Disclaimer: This blog is based on an article authored by Insoft Infotel’s Colin Oakhill which appears in the May/June edition of IBM Systems Magazine, a publication of MSP TechMedia.
As the IT skills gap widens on the mainframe, the Fortune 500 enterprises that rely on it are in a constant struggle to accomplish more IT with even fewer skilled mainframers than their distributed counterparts. While 93% of respondents in BMC’s 2019 Mainframe Survey believe in the long-term strength of Big Iron, a report from Forrester Research found that 23% of mainframe staff retired between 2013 and 2018, and that two-thirds of those vacancies have gone unfilled. In order to enjoy uninterrupted development on the mainframe, teams are increasingly turning to the DevOps development methodology.
2017 research from DZone indicated that 74% of global organizations had adopted a DevOps approach, but the size and complexity of development on the mainframe makes implementation an even bigger challenge. In the Db2 environment, each module change with SQL also produces a new DBRM module, a new Db2 package version, entries in Explain-type tables, and a new level of the changed application module in a specific level or stage LOAD library.
Cleaning Up the Packages Mess
While some packages are required, others simply clutter your database and negatively impact performance and availability. To determine which modules should be checked, it’s important to build cross references of all module CSECTs and DBRM or package names. There are a number of ways to locate LOAD and DBRM libraries, but the fastest is through the z/OS Catalog Search Interface (CSI).

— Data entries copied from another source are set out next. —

PR #721, opened 2026-03-17
Add compression level to zip packer and prevent thread-unsafe chdir

rbs-afflitto:

- Add compression level config to `ZipPacker` via `ZipPackerConfig`
- Fix thread-unsafe `os.chdir` in `ZipPacker` by passing `cwd` to subprocess 

**Link to Related Issue(s)**
N/A

Previously, ZipPacker would always run with the default compression level (6). This PR adds an optional config to ZipPacker to allow specifying a compression level 0-9.

@rbs-jacob

### DIFF
--- a/ofrak_core/version.py
+++ b/ofrak_core/version.py
@@ -1,1 +1,1 @@
-VERSION = "3.4.0rc8"
+VERSION = "3.4.0rc9"


ofrak_core/src/ofrak/core/zip.py
```diff
@@ -82,27 +94,34 @@ class ZipPacker(Packer[None]):
     targets = (ZipArchive,)
     external_dependencies = (ZIP_TOOL,)
 
-    async def pack(self, resource: Resource, config=None):
+    async def pack(self, resource: Resource, config: ZipPackerConfig = None) -> None:
```
rbs-jacob, line 98:
```suggestion
    async def pack(self, resource: Resource, config=None) -> None:
```

I have a vague memory that adding explicit type hinting here may cause MyPy failures. If not, then feel free to ignore this comment.

ofrak_core/src/ofrak/core/zip.py
```diff
@@ -82,27 +94,34 @@ class ZipPacker(Packer[None]):
...
-            *cmd,
-        )
-        returncode = await proc.wait()
-        if proc.returncode:
-            raise CalledProcessError(returncode=returncode, cmd=cmd)
-        os.chdir(cwd)
-        with open(temp_archive, "rb") as fh:
-            resource.queue_patch(Range(0, await zip_view.resource.get_data_length()), fh.read())
+
+        with tempfile.NamedTemporaryFile(suffix=".zip", delete_on_close=False) as temp_archive:
```
rbs-jacob, line 107: Why not delete file on close? The code that reads the data from disk happens within this context manager, and thus should happen before the file would be deleted anyway.

ofrak_core/src/ofrak/core/zip.py
rbs-afflitto: This follows type hinting used in other components, see Lz4Packer here: https://github.com/redballoonsecurity/ofrak/blob/master/ofrak_core/src/ofrak/core/lz4.py

ofrak_core/src/ofrak/core/zip.py
rbs-afflitto: This follows other components, such as [TarPacker](https://github.com/redballoonsecurity/ofrak/blob/master/ofrak_core/src/ofrak/core/tar.py). I'm not sure this is necessary though. We should consider updating other components that use `delete_on_close` if it's not required.

ofrak_core/src/ofrak/core/zip.py
rbs-jacob: As long as it works!

ofrak_core/src/ofrak/core/zip.py
rbs-jacob: Thanks for pointing that out. We can leave it as-is for consistency for now. Will make a mental note to change this later. Perhaps worth opening an issue? What do you think?

rbs-afflitto: Sure, I opened an issue here https://github.com/redballoonsecurity/ofrak/issues/722

rbs-afflitto: @rbs-jacob FYI, I found that removing `delete_on_close` causes problems on Windows, I documented that on the issue: https://github.com/redballoonsecurity/ofrak/issues/722

Can't say for certain that we do actually need it in every case, but it's definitely necessary at least in some packers. 

With `delete_on_close=False`, the temp file should still be deleted, just when the `with` block exits rather than when the file handler is closed.

PR #724, opened 2026-03-18
Use magic.from_file to workaround libmagic 5.47 bug

rbs-afflitto:

**Link to Related Issue(s)**

### DIFF
--- a/ofrak_core/src/ofrak/core/magic.py
+++ b/ofrak_core/src/ofrak/core/magic.py
@@ -1,4 +1,5 @@
 import logging
+import os
 import tempfile
 from dataclasses import dataclass
 from typing import Callable, Dict, Iterable, Union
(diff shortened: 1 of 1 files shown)


ofrak_core/src/ofrak/core/magic.py
```diff
@@ -72,8 +74,14 @@ async def analyze(self, resource: Resource, config=None) -> Magic:
...
             raise ComponentMissingDependencyError(self, LIBMAGIC_DEP)
         else:
-            magic_mime = magic.from_buffer(data, mime=True)
-            magic_description = magic.from_buffer(data)
+            with tempfile.NamedTemporaryFile(delete=False) as tmp:
+                tmp.write(data)
+                tmp_path = tmp.name
+            try:
+                magic_mime = magic.from_file(tmp_path, mime=True)
+                magic_description = magic.from_file(tmp_path)
```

Modules will be PDS or PDSE organized and require rapid processing, particularly when PDSE libraries hold thousands or even tens of thousands of modules. By scanning modules for consistency tokens (CONTOKENs), you unlock three big benefits: Application integrity, performance, and cost.
Application integrity is obviously important, and an application won’t function properly in production unless DBRMs and load modules match. If the application is mission-critical, the price of downtime can add up quickly. While downtime is a worst-case scenario, large Explain-type tables full of unnecessary data compromise uptime performance. Reducing the size of Explain tables will help BIND steps reduce CPU usage and cost.
To develop an effective package management strategy, focus on these best practices:
- Perform consistency checks on all CONTOKENs, whether they originate from the Db2 Catalog, a DBRM or a LOADLIB module
- Identify relevant LOADLIBs and DBRMs
- Resolve specific LOADLIBs into module with all BINDer timestamp information
- Resolve DBRM modules, keeping header options to compare and identify empty or invalid contents
- Construct cross-reference data sets with package names or Plan-DBRM names that match LOADLIB and DBRM counterparts
- Check for inconsistencies and set condition codes as required
- Use a clean-up utility to eliminate inconsistent or unnecessary entries in PLAN_TABLEs or Explain-type tables.
- Regenerate DBRM members from Catalog
- Determine whether to avoid or enforce PACKAGE BINDs
DevOps implementation on the mainframe isn’t easy, but it’s increasingly necessary for enterprises facing a stark mainframe developer shortage. By focusing on the above nine steps in your application development process, you’ll enjoy a cleaner database, improved performance, and reduced mainframe computing costs.